# [GOAL OF THE EXERCISE]
What's required is a verbatim printout of all the data.

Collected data
PR #581, opened 2025-05-21
bluestein: only look for pow2 lengths for single-kernel

evetsso:
Randomized tests noticed that real_forward_len_9409_single_ip_batch_1_istride_1_R_ostride_1_HI_idist_9410_odist_4705_ioffset_0_0_ooffset_0_0 broke, because single-kernel Bluestein was also trying to use `function_pool::get_largest_length` and assuming the largest length was pow2.  But since 9e97f280762b12c6e7085f614ccf19a05aee9df3 and this are the only things that need `function_pool::get_largest_length`, I've instead renamed that to `get_largest_pow2_length` and used it in both places.

### DIFF
--- a/library/src/tree_node_bluestein.cpp
+++ b/library/src/tree_node_bluestein.cpp
@@ -95,6 +95,9 @@ BluesteinType BluesteinNode::DecideBlueType()
         return type;
     }
 
+    // Handle lengthBlue with its own non-fused FFT sub-plan.  This
+    // can be a multi-kernel L1D plan, or a 1-kernel Stockham plan if
+    // lengthBlue can be done with a single non-pow2 kernel.
     if(scheme == CS_L1D_CRT || scheme == CS_L1D_TRTRT || scheme == CS_KERNEL_STOCKHAM)
         return BluesteinType::BT_MULTI_KERNEL;
 
--- a/library/src/tree_node_bluestein.cpp
+++ b/library/src/tree_node_bluestein.cpp
@@ -95,7 +95,7 @@ BluesteinType BluesteinNode::DecideBlueType()
         return type;
     }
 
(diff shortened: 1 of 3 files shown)


library/src/tree_node_bluestein.cpp
```diff
@@ -95,7 +95,7 @@ BluesteinType BluesteinNode::DecideBlueType()
         return type;
     }
 
-    if(scheme == CS_L1D_CRT || scheme == CS_L1D_TRTRT)
+    if(scheme == CS_L1D_CRT || scheme == CS_L1D_TRTRT || scheme == CS_KERNEL_STOCKHAM)
```
eng-flavio-teixeira, line 101: Any specific reason for adding CS_KERNEL_STOCKHAM here?

Kevonosdiaz (approved):

malcolmroberts (approved):

af-ayala (approved):

eng-flavio-teixeira (approved):

library/src/tree_node_bluestein.cpp
evetsso: Yeah, this is necessary because we only use pow2 kernels for single-kernel Bluestein (due to their relatively low register use), but the largest 1D kernels we support are not necessarily pow2.

So it's possible now for `lengthBlue` to be small enough that we can do it with one kernel, and yet we still can't fuse all of Bluestein's algorithm into that kernel.  If that happens, then scheme here will be `CS_KERNEL_STOCKHAM`.

eng-flavio-teixeira: Makes sense, thanks. Perhaps adding a comment here would help as this is not that obvious at a first glance.

regan-amd (approved):

PR #584, opened 2025-05-26
generator: move EmbeddedType to specs

evetsso:
This allows the generator to know up front whether real-complex pre/post processing is needed, and avoid adding conditionals in the generated code.  Even though the conditions are constant, it's easier to not have to generate both arms of the conditional at the same time.

This *shouldn't* change anything performance-wise, since we're just moving from if/else clauses that check a static const variable to just the lines of code that should be running anyway if that variable has a given value.  But it's possible we're making the compiler's job slightly easier and that might improve things somehow.  I'll do full performance runs to check.

There's a bunch of other static const variables we currently define in a similar way that we could also get rid of.  I'm aiming for this one specifically because it'll help 2D_SINGLE kernels.


af-ayala (approved):

malcolmroberts:
I can reproduce the compilation errors that CI is hitting on this one.

evetsso:
> I can reproduce the compilation errors that CI is hitting on this one.

Right, CI (quite rightly) has `-DROCFFT_BUILD_OFFLINE_TUNER=ON` but I haven't added it to my default CMake command line.  I'll do that now.

Edit: misread the error, wasn't related to that option but the problem's fixed anyway.

eng-flavio-teixeira (approved):

malcolmroberts (approved):

malcolmroberts (approved):

library/src/rocfft_aot_helper.cpp
```diff
@@ -306,14 +306,6 @@ void build_stockham_function_pool(CompileQueue& queue)
                                                             {});
                 std::function<std::string(const std::string&)> generate_src
                     = [=](const std::string& kernel_name) -> std::string {
-                    StockhamGeneratorSpecs specs{factors,
```
Kevonosdiaz, line 309: I was just wondering why this section is being removed

evetsso: This variable is shadowing one that's earlier in the function.  This can cause us to compute the kernel's name with one specs, then potentially generate source code using a potentially different one.

Since kernel name is key to our kernel database, this causes bad things to happen.  So by removing this mostly-duplicated variable, we ensure the name + source are kept consistent the whole way through.

I'm not 100% sure why this didn't cause problems before this PR, but I didn't look into it that hard.

Kevonosdiaz: Yeah it seems pretty strange. I was just wondering if it was needed for some arcane reason maybe

Kevonosdiaz (approved):

PR #586, opened 2025-05-29
Add FFTW dependency for mpi workers when FFTW build was automatically triggered in cmake

malcolmroberts:


malcolmroberts:
This seems to resolve a build issue when FFTW isn't found and MPI is specified.

evetsso (approved):
Hmm..

malcolmroberts:
> Hmm..

Yeah, before this change, I had rocfft_mpi_worker being built before FFTW was finished building.  It then couldn't find  fftw3.h, and compilation failed.  This doesn't seem to happen all of the time - I suspect that it's more on systems where I'm building for the first time, which means that ccache can't really help.  Lots of build jobs seems to be a factor.  I'm also using make, so perhaps different behaviour with ninja.  (However, ninja is reportedly more liberal with build dependencies than make; either way, it has a different build DAG.)

evetsso:
Hah, I didn't actually mean to comment with `Hmm..` but the change does make sense.  There might be a better way to do it but this will work well enough.

af-ayala (approved):

PR #589, opened 2025-06-04
Make rocfft-test OpenMP linking public in cmake, since it is used at runtime

malcolmroberts:


malcolmroberts:
This resolves the issue where libomp isn't found when running rocfft-test (unless you update your LD_LIBRARY_PATH).

evetsso:
I'm not understanding how this helps - PUBLIC basically equals PRIVATE + INTERFACE.  But does adding INTERFACE scope change anything for executables?

For example, it doesn't look like this changes RUNPATH on the executable, so I don't see how this would help find libomp.so at runtime.

malcolmroberts:
> I'm not understanding how this helps - PUBLIC basically equals PRIVATE + INTERFACE. But does adding INTERFACE scope change anything for executables?
> 
> For example, it doesn't look like this changes RUNPATH on the executable, so I don't see how this would help find libomp.so at runtime.

Ok, it looks like I was looking at an older build; I can't reproduce the error that I was hitting.  Closing.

# [EXPECTED ANSWER]
PR #581, opened 2025-05-21
bluestein: only look for pow2 lengths for single-kernel

evetsso:
Randomized tests noticed that real_forward_len_9409_single_ip_batch_1_istride_1_R_ostride_1_HI_idist_9410_odist_4705_ioffset_0_0_ooffset_0_0 broke, because single-kernel Bluestein was also trying to use `function_pool::get_largest_length` and assuming the largest length was pow2.  But since 9e97f280762b12c6e7085f614ccf19a05aee9df3 and this are the only things that need `function_pool::get_largest_length`, I've instead renamed that to `get_largest_pow2_length` and used it in both places.

### DIFF
--- a/library/src/tree_node_bluestein.cpp
+++ b/library/src/tree_node_bluestein.cpp
@@ -95,6 +95,9 @@ BluesteinType BluesteinNode::DecideBlueType()
         return type;
     }
 
+    // Handle lengthBlue with its own non-fused FFT sub-plan.  This
+    // can be a multi-kernel L1D plan, or a 1-kernel Stockham plan if
+    // lengthBlue can be done with a single non-pow2 kernel.
     if(scheme == CS_L1D_CRT || scheme == CS_L1D_TRTRT || scheme == CS_KERNEL_STOCKHAM)
         return BluesteinType::BT_MULTI_KERNEL;
 
--- a/library/src/tree_node_bluestein.cpp
+++ b/library/src/tree_node_bluestein.cpp
@@ -95,7 +95,7 @@ BluesteinType BluesteinNode::DecideBlueType()
         return type;
     }
 
(diff shortened: 1 of 3 files shown)


library/src/tree_node_bluestein.cpp
```diff
@@ -95,7 +95,7 @@ BluesteinType BluesteinNode::DecideBlueType()
         return type;
     }
 
-    if(scheme == CS_L1D_CRT || scheme == CS_L1D_TRTRT)
+    if(scheme == CS_L1D_CRT || scheme == CS_L1D_TRTRT || scheme == CS_KERNEL_STOCKHAM)
```
eng-flavio-teixeira, line 101: Any specific reason for adding CS_KERNEL_STOCKHAM here?

Kevonosdiaz (approved):

malcolmroberts (approved):

af-ayala (approved):

eng-flavio-teixeira (approved):

library/src/tree_node_bluestein.cpp
evetsso: Yeah, this is necessary because we only use pow2 kernels for single-kernel Bluestein (due to their relatively low register use), but the largest 1D kernels we support are not necessarily pow2.

So it's possible now for `lengthBlue` to be small enough that we can do it with one kernel, and yet we still can't fuse all of Bluestein's algorithm into that kernel.  If that happens, then scheme here will be `CS_KERNEL_STOCKHAM`.

eng-flavio-teixeira: Makes sense, thanks. Perhaps adding a comment here would help as this is not that obvious at a first glance.

regan-amd (approved):

PR #584, opened 2025-05-26
generator: move EmbeddedType to specs

evetsso:
This allows the generator to know up front whether real-complex pre/post processing is needed, and avoid adding conditionals in the generated code.  Even though the conditions are constant, it's easier to not have to generate both arms of the conditional at the same time.

This *shouldn't* change anything performance-wise, since we're just moving from if/else clauses that check a static const variable to just the lines of code that should be running anyway if that variable has a given value.  But it's possible we're making the compiler's job slightly easier and that might improve things somehow.  I'll do full performance runs to check.

There's a bunch of other static const variables we currently define in a similar way that we could also get rid of.  I'm aiming for this one specifically because it'll help 2D_SINGLE kernels.


af-ayala (approved):

malcolmroberts:
I can reproduce the compilation errors that CI is hitting on this one.

evetsso:
> I can reproduce the compilation errors that CI is hitting on this one.

Right, CI (quite rightly) has `-DROCFFT_BUILD_OFFLINE_TUNER=ON` but I haven't added it to my default CMake command line.  I'll do that now.

Edit: misread the error, wasn't related to that option but the problem's fixed anyway.

eng-flavio-teixeira (approved):

malcolmroberts (approved):

malcolmroberts (approved):

library/src/rocfft_aot_helper.cpp
```diff
@@ -306,14 +306,6 @@ void build_stockham_function_pool(CompileQueue& queue)
                                                             {});
                 std::function<std::string(const std::string&)> generate_src
                     = [=](const std::string& kernel_name) -> std::string {
-                    StockhamGeneratorSpecs specs{factors,
```
Kevonosdiaz, line 309: I was just wondering why this section is being removed

evetsso: This variable is shadowing one that's earlier in the function.  This can cause us to compute the kernel's name with one specs, then potentially generate source code using a potentially different one.

Since kernel name is key to our kernel database, this causes bad things to happen.  So by removing this mostly-duplicated variable, we ensure the name + source are kept consistent the whole way through.

I'm not 100% sure why this didn't cause problems before this PR, but I didn't look into it that hard.

Kevonosdiaz: Yeah it seems pretty strange. I was just wondering if it was needed for some arcane reason maybe

Kevonosdiaz (approved):

PR #586, opened 2025-05-29
Add FFTW dependency for mpi workers when FFTW build was automatically triggered in cmake

malcolmroberts:


malcolmroberts:
This seems to resolve a build issue when FFTW isn't found and MPI is specified.

evetsso (approved):
Hmm..

malcolmroberts:
> Hmm..

Yeah, before this change, I had rocfft_mpi_worker being built before FFTW was finished building.  It then couldn't find  fftw3.h, and compilation failed.  This doesn't seem to happen all of the time - I suspect that it's more on systems where I'm building for the first time, which means that ccache can't really help.  Lots of build jobs seems to be a factor.  I'm also using make, so perhaps different behaviour with ninja.  (However, ninja is reportedly more liberal with build dependencies than make; either way, it has a different build DAG.)

evetsso:
Hah, I didn't actually mean to comment with `Hmm..` but the change does make sense.  There might be a better way to do it but this will work well enough.

af-ayala (approved):

PR #589, opened 2025-06-04
Make rocfft-test OpenMP linking public in cmake, since it is used at runtime

malcolmroberts:


malcolmroberts:
This resolves the issue where libomp isn't found when running rocfft-test (unless you update your LD_LIBRARY_PATH).

evetsso:
I'm not understanding how this helps - PUBLIC basically equals PRIVATE + INTERFACE.  But does adding INTERFACE scope change anything for executables?

For example, it doesn't look like this changes RUNPATH on the executable, so I don't see how this would help find libomp.so at runtime.

malcolmroberts:
> I'm not understanding how this helps - PUBLIC basically equals PRIVATE + INTERFACE. But does adding INTERFACE scope change anything for executables?
> 
> For example, it doesn't look like this changes RUNPATH on the executable, so I don't see how this would help find libomp.so at runtime.

Ok, it looks like I was looking at an older build; I can't reproduce the error that I was hitting.  Closing.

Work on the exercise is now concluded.